There’s a limit of 1000 IDs in a single fetch operation, but I don’t think that’s the issue here. If you’re returning all of the values and metadata for these vectors you’re probably running up against the limits in a single HTTP request. Since that’s more about how much data is being returned it’s not so much a Pinecone limit as a protocol limit.

Try using smaller iterative batches of 100, to stay under the HTTP transfer size limit.

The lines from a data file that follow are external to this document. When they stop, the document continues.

PR #2361, opened 2025-12-12
Add package deduplication, --deduplicatePackages

### LINKED ISSUE #1080: Deduplicate doubly-installed packages
We have some package (in our case `@sentry/browser`) installed two places in our tree (in our case, two different npm workspaces which npm in its infinite wisdom did not figure out how to deduplicate, although I think this can come about from dependencies-of-dependencies as well). This package exports a class with a protected method. Assigning an instance of one to the other works in TS, but fails in Go, because I guess it didn't deduplicate the package like TS does. (There are also other cases where deduplicating affects behavior, mostly in very complex types, and probably many more where it affects performance.)

Let me know if more details are helpful to repro, it's a bit more ceremony to construct than most repros and it sounded like @jakebailey already knew enough to be aware of the problem, but I can set something up if it's more of an edge case and you need one.

jakebailey:
Fixes #1080

The old compiler did "package deduplication" through source file redirection. This allowed two duplicate packages in different parts of `node_modules` (but with the same name / package.json version) to be "compatible" by way of them being the same ASTs even though they are at different paths (and so at runtime, probably are _not_ compatible).

The old compiler did this by essentially proxying the original `SourceFile` via `Object.create(sourceFile)` (the original file is the prototype 😨), then overriding `symbol`, `fileName`, etc, on that new instance.

The old compiler also chose the "winning"/canonical packages as they were walked, saving work and producing a deterministic result. The new compiler's loading is fully concurrent, so that is a challenge.

We can't really do the same thing as we did before. It is technically feasible to move data off `SourceFile` and embed a pointer to a data sidecar, which can be shared safely, but the problem is that we want the `symbol` to also be shared, and that's not movable due to the way nodes are laid out.

Instead, this PR lets loading proceed as "normal", no deduplication. Then, during `collectFiles`, it deduplicates packages. Deduplication is done by quite literally replacing duplicates with the canonical files' ASTs. This means looking them up later will give the "right" source file, with the "right" nodes and symbols, as before.

This _seems_ to be sufficient; it's basically just what we did before, but less optimal, and without creating a completely new SourceFile node with different. It just means that if you ever query `filesByPath`, you might get a file with a different path than you expect. But, only in deps.

I've also made a flag that controls this behavior, `--deduplicatePackages`, defaulting to `true`.

---

I tried also reintroducing the concept of "redirected files" by moving data off of `SourceFile` into an embedded pointer, but that hit some walls where things didn't work. I'm not sure if it's worth doing if this method seems to work fine?

### DIFF
--- a/.github/workflows/ci.yml
+++ b/.github/workflows/ci.yml
@@ -286,6 +286,12 @@ jobs:
   smoke:
     runs-on: ubuntu-latest
     steps:
+      - uses: jlumbroso/free-disk-space@54081f138730dfa15788a46383842cd2f914a1be # v1.3.1
+        with:
+          large-packages: false
+          docker-images: false
+          swap-storage: false
+          dotnet: false
       - uses: actions/checkout@8e8c483db84b4bee98b60c0593521ed34d9990e8 # v6.0.1
         with:
           submodules: true


testdata/baselines/reference/submodule/fourslash/goToDefinition/duplicatePackageServices.baseline.jsonc.diff
```diff
@@ -0,0 +1,11 @@
+--- old.duplicatePackageServices.baseline.jsonc
++++ new.duplicatePackageServices.baseline.jsonc
+@@= skipped -10, +10 lines =@@
+
+
+ // === goToDefinition ===
+-// === /node_modules/a/node_modules/x/index.d.ts ===
++// === /node_modules/b/node_modules/x/index.d.ts ===
```
jakebailey: This diff exists because go-to-def is not aware of the deduping, instead opting to go to the "actual" file rather than the deduped winner.

testdata/baselines/reference/submodule/compiler/declarationEmitForGlobalishSpecifierSymlink.types.diff
```diff
@@ -0,0 +1,9 @@
+--- old.declarationEmitForGlobalishSpecifierSymlink.types
++++ new.declarationEmitForGlobalishSpecifierSymlink.types
+@@= skipped -39, +39 lines =@@
+
+ === /p2/index.d.ts ===
+ export const a: import("typescript-fsa").A;
+->a : import("/p2/node_modules/typescript-fsa/index").A
++>a : import("/p1/node_modules/typescript-fsa/index").A
```
jakebailey, line 8: This is technically fixed by #1604 in that that PR would instead say `import("typescript-fsa")` instead.

internal/compiler/filesparser.go
```diff
@@ -331,6 +342,36 @@ func (w *filesParser) getProcessedFiles(loader *fileLoader) processedFiles {
...
+						packageIdToCanonicalPath[pkgId] = resolvedPath
+						sourceFileToPackageName[resolvedPath] = packageName
+						deduplicatedPathMap[resolvedPath] = resolvedPath
+					}
+				}
+			}
+
 			if subTasks := task.subTasks; len(subTasks) > 0 {
 				collectFiles(subTasks, seen)
 			}
```
jakebailey: The fact that we aren't skipping collecting deps out of deduped files I think is a problem, since we can accidentally load files we don't mean into the global scope from their deps; going to make a test and see if this is fixable

jakebailey: Now fixed (with a test that shows it's working in the diff)

internal/compiler/filesparser.go
```diff
@@ -331,8 +342,49 @@ func (w *filesParser) getProcessedFiles(loader *fileLoader) processedFiles {
 			for _, trace := range task.resolutionsTrace {
 				loader.opts.Host.Trace(trace.Message, trace.Args...)
 			}
-			if subTasks := task.subTasks; len(subTasks) > 0 {
-				collectFiles(subTasks, seen)
+
+			if packageIdToCanonicalPath != nil {
+				for _, resolution := range task.resolutionsInFile {
```
jakebailey: I don't particularly like that this loop is like this, versus having the package ID before collect and then deduping with it, but there are some weird ordering constraints here

andrewbranch (approved):

internal/compiler/filesparser.go
jakebailey: I stared at this for a while and figured out how to actually make it behave the way I wanted without this loop

jakebailey: Basically, this loop was working around the fact that packages get their IDs from incoming edges, so there was a race. Now it's way less weird

internal/compiler/program.go
```diff
@@ -241,6 +242,14 @@ func (p *Program) UpdateProgram(changedFilePath tspath.Path, newHost CompilerHos
 	if !canReplaceFileInProgram(oldFile, newFile) {
 		return NewProgram(newOpts), false
 	}
+	// If this file is part of a package redirect group (same package installed in multiple
+	// node_modules locations), we need to rebuild the program because the redirect targets
+	// might need recalculation. A file is in a redirect group if it's either a canonical
+	// file that others redirect to, or if it redirects to another file.
+	if _, ok := p.deduplicatedPathMap[changedFilePath]; ok {
```
jakebailey: On second reading, I think this is wrong; this mapping is always populated even if something was not deduped.

I will have to redo this to instead build a list of files that are actually a part of deduping, I think. Or, not bother. I have not written a test for this case, so...

internal/compiler/filesparser.go
```diff
@@ -283,6 +292,14 @@ func (w *filesParser) getProcessedFiles(loader *fileLoader) processedFiles {
 	var sourceFilesFoundSearchingNodeModules collections.Set[tspath.Path]
 	libFilesMap := make(map[tspath.Path]*LibFile, libFileCount)
 
+	var redirectTargetsMap map[tspath.Path][]string
+	var deduplicatedPaths collections.Set[tspath.Path]
+	var packageIdToCanonicalPath map[module.PackageId]tspath.Path
+	if !loader.opts.Config.CompilerOptions().DeduplicatePackages.IsFalse() {
```
RyanCavanaugh, line 298:
```suggestion
	if loader.opts.Config.CompilerOptions().DeduplicatePackages.IsTrueOrUnknown() {
```
(is this equivalent?)

RyanCavanaugh (approved):

internal/compiler/filesparser.go
jakebailey: It is, I waffled between the two and just chose the not false mode. Can followup PR this if you want (the PR automerged, oops) but we are generally inconsistent (the OrUnknown forms are "new")

RyanCavanaugh: Not worth a followup IMO

internal/compiler/filesparser.go
```diff
@@ -220,6 +224,11 @@ func (w *filesParser) start(loader *fileLoader, tasks []*parseTask, depth int) {
 				}
 			}
 
+			// Propagate packageId to data if we have one and data doesn't yet
```
sheetalkamat, line 227: In strada we didnt get the package ids to evaluate on already found file - but i think this is better behavior.. (that is if file was root file and then added through import (with package id - it wasnt added to "redirect" map)  But just noting it for change in behavior.

jakebailey: Yeah, this was something I realized but didn't note, and I feel like it's a better behavior too.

Or only return vectors or metadata but not both if that fits your use case.

Thanks for your prompt input!

is that even possible when fetching records? I thought it’s only Query that allows includeValues and includeMetadata as body params.
Thanks in advance!

You’re right, not including either metadata or values is only an option for queries, not fetches. Sorry for the confusion.